Осел и лошадь
Басня
У одного
человека были осел и лошадь. Шли они по дороге; осел сказал лошади: «Мне
тяжело, не дотащу я всего; возьми с меня хоть немного». Лошадь не послушалась.
Осел упал от натуги и умер. Хозяин как наложил все с осла на лошадь, да еще и
шкуру ослиную, лошадь и взвыла: «Ох, горе мне бедной, горюшко мне несчастной!
Не хотела я немножко ему пособить, теперь вот все тащу, да еще и шкуру».
Правда всего дороже
Мальчик
играл и разбил нечаянно дорогую чашку. Никто не видел.
Отец
пришел и спросил:
– Кто
разбил?
Мальчик
затрясся от страха и сказал:
– Я.
Отец
сказал:
– Спасибо,
что правду сказал.
Отец и сыновья
Басня
Отец
приказал сыновьям, чтобы жили в согласии; они не слушались. Вот он велел
принести веник и говорит:
– Сломайте!
Сколько
они ни бились, не могли сломать. Тогда отец развязал веник и велел ломать по
одному пруту.
Они
легко переломили прутья по‑одиночке.
Отец и
говорит:
– Так‑то
и вы: если в согласии жить будете, никто вас не одолеет; а если будете
ссориться да все врозь – вас всякий легко погубит.
Веника
не сломишь, а по прутику весь переломаешь.
Прыжок
Быль
Один
корабль обошел вокруг света и возвращался домой. Была тихая погода, весь народ
был на палубе. Посреди народа вертелась большая обезьяна и забавляла всех.

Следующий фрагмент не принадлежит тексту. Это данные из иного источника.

PR #5236, opened 2023-05-23
Fixed entry point omitted from the PDB when it's the same as input filename

adam-yang:
The args in the PDB and debug DXIL are based `CodeGenOptions::HLSLArgs`. This list was created by copying the raw unprocessed arg list and excluding any args equal to the input file name. When the entry point happens to be the same as the input filename, it would get excluded from this list and the PDB and debug module end up with corrupted arg list where -E has no value or wrong value.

Обезьяна эта корчилась, прыгала, делала смешные рожи, передразнивала людей, и
видно было – она знала, что ею забавляются, и оттого еще больше расходилась.
Она
подпрыгнула к 12‑летнему мальчику, сыну капитана корабля, сорвала с его головы
шляпу, надела и живо взобралась на мачту. Все засмеялись, а мальчик остался без
шляпы и сам не знал, смеяться ли ему, или плакать.
Обезьяна
села на первой перекладине мачты, сняла шляпу и стала зубами и лапами рвать ее.
Она как будто дразнила мальчика, показывала на него и делала ему рожи. Мальчик
погрозил ей и крикнул на нее, но она еще злее рвала шляпу. Матросы громче стали
смеяться, а мальчик покраснел, скинул куртку и бросился за обезьяной на мачту.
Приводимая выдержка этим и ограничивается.